The whole edifice of high frequency trading is emitting a bad odor and has for some time.  The more one looks at the practice, the more one suspects that a scandal of biblical proportions lies behind the massive profits generated with statistically impossible regularity.  When one couples this suspicion with the reluctance of the SEC to regulate high frequency trading, one may be pardoned for suspecting foul play on a scale that makes all former financial scandals mere child’s play.

Since high frequency trading accounts for 70% of market volume and 70% of the profits of Wall Street investment banks, it follows that a scandal involving high frequency trading would shake the very foundations of our financial system.  Main Street ’s confidence in Wall Street is at an all-time low.  Americans believe the market is rigged and that big Wall Street investment banks and hedge funds cannot be trusted.  High frequency trading tilts the playing field in favor of Wall Street and the government appears to be protecting the traders at every turn.  If a mega-scandal breaks out in this sour environment, it would be the mother of all scandals.  See investmentwatchblog.com/high-frequency-trading-a-trilogy-of-angst/.
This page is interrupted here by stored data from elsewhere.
Issue #1274, opened 2020-12-08
Android specific files


wchen342:
I have noticed this for some time but didn't have a chance to put it into a discussion. There are some binary files that are required to build Android version but are unnecessary on desktop versions, including
```
chrome/android/profiles/afdo.prof
third_party/icu/android/icudtl.dat
third_party/icu/android_small/icudtl.dat
third_party/icu/android_small/icudtl_extra.da
third_party/icu/common/icudtb.dat
third_party/jetifier_standalone/lib/jetifier-standalone.jar
```
.

For the moment I just used a patch to remove them from `pruning.list` when building Android version, but maybe it will be better just leave them in the first place if they are not a problem?

PR #1302, opened 2020-12-25
Remove android specific files from pruning list

wchen342:
Remove some files needed for Android from `pruning.list`.
Solves #1274.


Eloston (approved):
LGTM, Thanks :+1:

PR #1329, opened 2021-01-14
Exclude extra pruning file; add CentOS

wchen342:
Two minor changes:

* Exclude a file needed for Android
* Add CentOS to supported platforms


Eloston (approved):
LGTM!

In fact, high frequency trading has grown so big that the government cannot control it, never mind ban it, without bringing down the entire market.  See investmentwatchblog.com/the-market-is-cornered/.  The tail is wagging the dog.  If high frequency trading is severely curtailed or banned, 70% of market volume would dry up.  Market liquidity would evaporate along with it and so would stock prices.  As frightening as this may be, the alternative is worse.  A perverted and distorted market militates against everything a capitalist system stands for.  It is better to purge the system of the poison than allow it to consume us.  There is a point where things are so corrupt that the system implodes in on itself.  Americans sense we are near a tipping point.  It is never a good idea to take sides against America , whether it is Wall Street or our own government.